Share

Bab 6

Author: Robert Martin
Cheryl tidak berniat memberitahu kebenarannya sekarang.

“Aku agak capek, jadi mau cuti kuliah beberapa hari dan jalan-jalan ke sekitar. Nggak akan pergi jauh.”

Cheryl bahkan menunjukkan panduan wisata yang sedang dibacanya.

Melihat Cheryl memang tidak berbohong, barulah Rikardo sedikit lega dan melepaskannya.

“Baguslah, aku tahu kamu bukan orang yang kecil hati. Hanya sebuah paten saja, kamu bisa membuatnya lagi.”

Tiba-tiba, ponselnya berdering. Telepon dari Yuseli yang di rumah sakit, “Kak Rikardo, kamu ke mana? Kak Sofiana bangun dan nggak melihat kamu di sampingnya, penyakitnya kambuh lagi. Sekarang dia menangis sambil mau menabrak tembok. Darahnya mengalir terus, cepat ke sini.”

Rikardo buru-buru bersiap keluar, tapi masih sempat menoleh mengingatkan,

“Pergilah kalau mau jalan-jalan melepaskan penat, tapi jangan terlalu jauh dari rumah.”

Cheryl tersenyum tanpa suara.

Dalam hati berkata, tenang saja, tidak akan terlalu jauh. Tapi cukup untuk membuat kalian tak bisa menemukanku.

Saat melewati halaman dan melihat tumpukan abu yang sudah tak terbentuk, Rikardo sempat mengernyit.
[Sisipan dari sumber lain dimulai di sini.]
PR #1092, opened 2016-01-29
Add method IList#foreach.

TomasMikula:
Since `NonEmptyList` already has a `foreach` method, I thought `IList` should, too.

### DIFF
--- a/core/src/main/scala/scalaz/IList.scala
+++ b/core/src/main/scala/scalaz/IList.scala
@@ -240,6 +240,9 @@ sealed abstract class IList[A] extends Product with Serializable {
   def map[B](f: A => B): IList[B] =
     foldRight(IList.empty[B])(f(_) :: _)
 
+  def foreach(f: A => Unit): Unit =
+    toList.foreach(f)
+
   // private helper for mapAccumLeft/Right below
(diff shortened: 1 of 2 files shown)


core/src/main/scala/scalaz/IList.scala
```diff
@@ -240,6 +240,9 @@ sealed abstract class IList[A] extends Product with Serializable {
   def map[B](f: A => B): IList[B] =
     foldRight(IList.empty[B])(f(_) :: _)
 
+  def foreach(f: A => Unit): Unit =
+    toList.foreach(f)
```
tpolecat: My instinct here would be to write out the tail-recursive method to avoid constructing the `List` (and avoid relying on other methods for evaluation order).

tpolecat:
Honestly I think I would prefer to just get rid of `foreach` on `NonEmptyList` … there are very few side-effects in scalaz and I am reluctant to add another.

core/src/main/scala/scalaz/IList.scala
TomasMikula: Makes sense. However, I was just following what [NonEmptyList.foreach](https://github.com/scalaz/scalaz/blob/de094534fc3cda329b05c0995106c440c26f979e/core/src/main/scala/scalaz/NonEmptyList.scala#L25-L28) is doing.

TomasMikula:
Closing this for the above reason (side-effecting).

PR #1094, opened 2016-02-03
Add a `filterLength` function

puffnfresh:
Counts how many matches of a predicate occur in a Foldable.

The same as:

    filterLength f = length . filter f

But this version is manually fused, for better efficiency in Scala.


runarorama:
:+1:

tonymorris:
:+1:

Hatinya terasa tak nyaman.

Namun, dia segera menenangkan diri.

Cheryl saja sudah begitu kejam padanya, dia tak perlu lagi merasa bersalah pada orang seperti itu.

Hanya saja, entah kenapa dia tetap merasa Cheryl seperti sedang menyembunyikan sesuatu.

“Jangan pikirkan yang aneh-aneh, emangnya dia bisa ke mana?”

“Sekarang yang penting adalah menjaga Sofiana, nggak boleh malah pikirkan yang lain.”

Mengingat Sofiana, Rikardo kembali membuang bayangan Cheryl dari pikirannya.

Beberapa hari berikutnya, Cheryl ikut tur dan mengunjungi semua tempat wisata terkenal di kota.

Teman-teman di rombongan semuanya sebaya dengannya, suasana sangat menyenangkan.

Mereka melihat matahari terbenam di puncak gunung, bernyanyi dan barbekyu di bawah taburan bintang.

Di sini, Cheryl tak lagi terluka oleh keluarga atau cinta. Dia semakin yakin, manusia memang seharusnya hidup untuk dirinya sendiri.

Perhentian terakhir perjalanan adalah sebuah restoran taman yang sangat mewah.

Cheryl baru saja menemukan tempat duduk dekat jendela, siap menikmati dengan tenang, tiba-tiba melihat seseorang masuk.

Itu Sofiana.

Hari ini adalah hari dia keluar dari rumah sakit.

Seluruh keluarga datang untuk merayakannya.

Mereka memilih tempat paling mencolok untuk duduk.

Ada sampanye, hadiah dan kue.

Semua ini adalah hal-hal yang tak pernah dimiliki Cheryl dan kini semuanya tersaji di depan Sofiana, bagaikan seorang putri kecil dan boleh pilih sesuka hati.

Melihat Hendra menuangkan alkohol untuk Sofiana, Rikardo berkata dengan cemas, “Om Hendra, Sofiana baru keluar dari rumah sakit, jangan dikasih minum alkohol.”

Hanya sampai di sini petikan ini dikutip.